El Pentágono derruido y las Torres Gemelas ardiendo fueron visiones escatológicas que durante mucho tiempo habían alimentado la imaginación de novelistas y cineastas, pero también el corazón de miles de terroristas. Norteamérica, que no concibe la vida sin espectáculo, aquel 11 de septiembre pudo comprobar hasta qué punto eran ridículas las películas de hecatombes. Hollywood había sido humillado. La ficción atrajo a la realidad y a partir de ese momento se produjo en el mundo una síntesis nueva de la maldad humana. Al parecer la alta tecnología había acudido por fin en ayuda de los desesperados.

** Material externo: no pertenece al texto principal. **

PR #100, opened 2021-09-20
make track selection work with run3 simulations

mario-krueger:


Common/Core/TrackSelection.h
```diff
@@ -77,37 +78,54 @@ class TrackSelection
   template <typename T>
   bool IsSelected(T const& track, const TrackCuts& cut)
   {
+    bool isRun2 = track.trackType() == o2::aod::track::Run2Track || track.trackType() == o2::aod::track::Run2Tracklet;
```
jgrosseo, line 81: Why do you need to evaluate this on each track?

jgrosseo: You want to autodetect this setting?

mario-krueger: how can this can be implemented?

jgrosseo:
Until we have the meta data reading, I propose you keep the run check as you did it now.
This PR https://github.com/AliceO2Group/AliceO2/pull/7075 fixes the TrackType, so maybe we can get rid of the work around, right away. What do you think?

jgrosseo:
Merging despite further changes are coming.

PR #104, opened 2021-09-22
Add default case to fix compiler warning

njacazio:


njacazio:
@mario-krueger here it is!

PR #115, opened 2021-09-24
Temporarilly adding a copy of the filter-PP task to study the impact of the low resolution PID tables on the DQ pp triggers

iarsene:
additional small fixed in the CMakeLists to avoid double "dq" in workflow names


jgrosseo:
Did you consider adding a second process function and using the PROCESS_SWITCH instead of copying the task?

iarsene:
The idea was to have a workflow that we can run in hyperloop. With a switch, i would have to run both tasks simultaneously right ? Or i can switch between them in hyperloop?

iarsene:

El Pentágono es el lugar emblemático donde el Gran Gallo de Occidente asoma la cresta de acero y las Torres Gemelas eran los dos ventrículos del capitalismo que desde una esquina de Manhattan bombeaban dinero a todo el planeta. Los símbolos de Norteamérica habían saltado por los aires y, con ellos, el orgullo de una nación y la alta seguridad que lo amparaba. Además de la catástrofe física, la herida había sido profundamente espiritual. Una parte del alma de nuestra civilización quedó también bajo los cascotes y en la zona cero comenzó a crecer una enredadera que ha terminado por cubrir todo el planeta. La flor que echa esa planta es muy venenosa. Se llama paranoia.

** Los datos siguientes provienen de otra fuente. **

PR #119, opened 2021-09-26
Selection cuts into the reco <-> gen mapping check task

victor-gonzalez:
Also incorporated the active detectors output both before and after
selection cuts

Strange, with the same selection cuts we get more tracks (one thousand (5%)
with the latest nightly MBTB production) if we go through the tracks table
based on a concrete collision than if we go through the whole tracks table
checking the selection of each track associated collision

### DIFF
--- a/PWGCF/Tasks/dptdptcorrelations-simchl.cxx
+++ b/PWGCF/Tasks/dptdptcorrelations-simchl.cxx
@@ -294,6 +294,7 @@ template <typename CollisionObject>
 bool IsEvtSelected(CollisionObject const& collision, float& centormult)
 {
   using namespace filteranalysistask;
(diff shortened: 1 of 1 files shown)


jgrosseo (approved):

jgrosseo:
> Strange, with the same selection cuts we get more tracks (one thousand (5%)
> with the latest nightly MBTB production) if we go through the tracks table
> based on a concrete collision than if we go through the whole tracks table
> checking the selection of each track associated collision

This is indeed strange. I assume this also happens locally? Could you find out which tracks are those?

victor-gonzalez:
Definitely!
I have to find out the tracks/collisions which are discarded/incorporated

Según la biología, un organismo es más vulnerable a medida que se hace más complejo. Esta regla es aplicable a la sociedad contemporánea cuya fragilidad va a la misma velocidad que su desarrollo, de modo que está a punto de llegar el día en que el mundo occidental dependa de un solo fusible a merced de la mano de un fundamentalista que apague la luz y nos mande a la Edad Media a comer higos chumbos. Cada vez va a ser más difícil llevar una vida dulce cerca de la gente humillada y mucho más ahora en que han hecho síntesis el odio y la química, la miseria y la electrónica, la pobreza y la crueldad, el fanatismo y la informática, la injusticia y la dinamita. En el subconsciente colectivo comienza a germinar como una pesadilla la cabeza nuclear de fabricación casera o el barril repleto de virus terroríficos que pueden ser arrojados sobre cualquier ciudad por un iluminado al que han prometido el reino de los cielos.

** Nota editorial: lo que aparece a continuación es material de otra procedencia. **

PR #121, opened 2021-09-27
Extend caching and improve performance of timestamp task

njacazio:


jgrosseo (approved):

jgrosseo:
@ktf should long be avoided everywhere or just when we write to disk? Here a 64 bit value is needed...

Ahora en los aeropuertos ordenan que te quites el calzado como si fueras a entrar en una mezquita. Te pasan el escáner por los genitales. Cualquier agente armado tiene poder para ponerte desnudo boca abajo sin que se atreva nadie a rechistar. En cualquier aduana o puesto fronterizo uno es juzgado de forma perentoria y sumarísima sólo por el rostro. Bastará con que seas moreno, con bigotón y de pelo rizado, o desafíes con la mirada al guardia o sonrías irónicamente al ser palpado para que te veas sentenciado. Pero no sólo se erigen en jueces los guardias jurados. También los propios vecinos de escalera o de barrio analizan a simple vista tu calaña envenenados por la paranoia que siguió a la hecatombe de las Torres Gemelas y desde el 11 de septiembre de 2001 existe además la obligación de mirarse en el espejo cada mañana en el cuarto de baño y juzgarse uno también a sí mismo antes de salir a la calle.
Mientras tanto, la dialéctica bélica continúa su marcha. Frente al suicida concreto, adornado con un cinturón de dinamita, se ha creado la figura del terrorismo abstracto, universal, que está en todas partes y en ninguna. Sobre ese fantasma caen ahora a ciegas las bombas de racimo.